The local auto parts store typically used to carry a few big brands of oil, and that was about it. As engines have become more complex, engine oil has diversified to keep up. As a result, there are now many, many brands and types of oil on the market. Fortunately, there are automotive industry standards to explain the characteristics of all of them so you can find what is best for your vehicle. We spoke with the Service manager at Lynch, a full-service car dealership with locations in Burlington, Mukwonago and Kenosha WI that sells Chrysler, Dodge, Jeep, RAM, Chevrolet, Buick and GMC vehicles, and this is the information we were provided with:
The best oil for your car
Selecting the right engine oil is not straightforward. For one thing, there are two basic types; synthetic and standard oils. Synthetic engine oils have been available for decades but are just considered mainstream today. As the name implies, they are derived from chemical compounds other than those present in crude oil. More expensive synthetics provide improved lubrication at every temperature, contain additives to condition engine seals and can be used for a long time without a change.
So, which oil is best? The first thing to do is consult the owner’s manual. Some manufacturers outline specific brands, blends, and viscosities, especially on their new models. The designated oils might have specific additives or characteristics that your vehicle’s engine needs for the best performance and economy.

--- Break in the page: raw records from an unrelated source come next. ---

PR #1365, opened 2017-10-18
Fix failure to detect some legacy s3 repos

### LINKED ISSUE #1068: Restic 0.6.0 onwards fails to run with legacy S3 repo
#### FROM
restic 0.5.0 (v0.5.0-0-gf678c97)
compiled with go1.8 on linux/amd64
#### TO
restic 0.6.1

./restic_0.6.1_linux_amd64 check

AWS S3

## Expected behavior
To check the repo for errors

## Actual behavior or output
unable to open repo at s3://s3.amazonaws.com/myrepo: ReadDir: invalid key name restic/key/, removing prefix restic/key/ yielded empty string

Use restic 0.6.0 onwards on a 0.5.0 formatted S3 repo.

Not sure. Maybe no longer allows using the legacy repo.

## What have I tried
Compiled latest restic and attempted to run the migrate command on repo. Migrate produces the same error as above like all other commands.

felix9:
Sometimes s3 listobjects for a directory includes an entry for that
directory. The restic s3 backend doesn't expect that and returns
an error.

Symptom is:
  ReadDir: invalid key name restic/key/, removing prefix
     restic/key/ yielded empty string

I'm not sure when s3 does that; I'm unable to reproduce it myself.

But in any case, it seems correct to ignore that when it happens.

Fixes #1068

### DIFF
--- a/internal/backend/s3/s3.go
+++ b/internal/backend/s3/s3.go
@@ -172,8 +172,9 @@ func (be *Backend) ReadDir(dir string) (list []os.FileInfo, err error) {
 		}
 
 		name := strings.TrimPrefix(obj.Key, dir)
+		// Sometimes s3 returns an entry for the dir itself. Ignore it.
 		if name == "" {
-			return nil, errors.Errorf("invalid key name %v, removing prefix %v yielded empty string", obj.Key, dir)
+			continue
 		}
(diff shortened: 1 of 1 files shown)


fd0 (approved):
LGTM, thanks!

If you’re ever in doubt, ask a car dealer or an ASE-certified technician who has experience with your vehicle model.
On the front of most oil containers you’ll see the specified “viscosity rating.” Viscosity can be thought of as the oil’s “thickness.” Some viscosities you may find include 0W-20, 5W-30, 10W-40, and 20W-50, but there are several more. These are multi-grade oils, containing additives to tailor their viscosities to various engines’ ambient operating temperatures and requirements.
Now Let’s Reflect
Consider oil’s role in your engine’s well-being. There is more to engine oil than we’re able to cover here, but with having looked at the basics just now, you can start to understand engine oil and make the right choices for your car.
How to do your own oil change (if you are so inclined!)
For most cars, it is ideal to check the oil with the engine cold and not running (there are a few exceptions, so look in your owner’s manual), while parked on a level surface. If you’re not sure where your engine’s dipstick resides, check the manual.
Pull the dipstick out and wipe it clean with a towel or rag. Replace it, then pull it out again. You should see oil between the two lines or holes in the dipstick; when it’s in that range, your level is fine. If it’s at or below the stick’s lower mark, add a quart and check the level again soon.
Whether you change your own engine oil yourself or have it done at the garage, just be sure you do it. As the oil’s additives break down and contaminants enter the engine, oil’s effectiveness is compromised!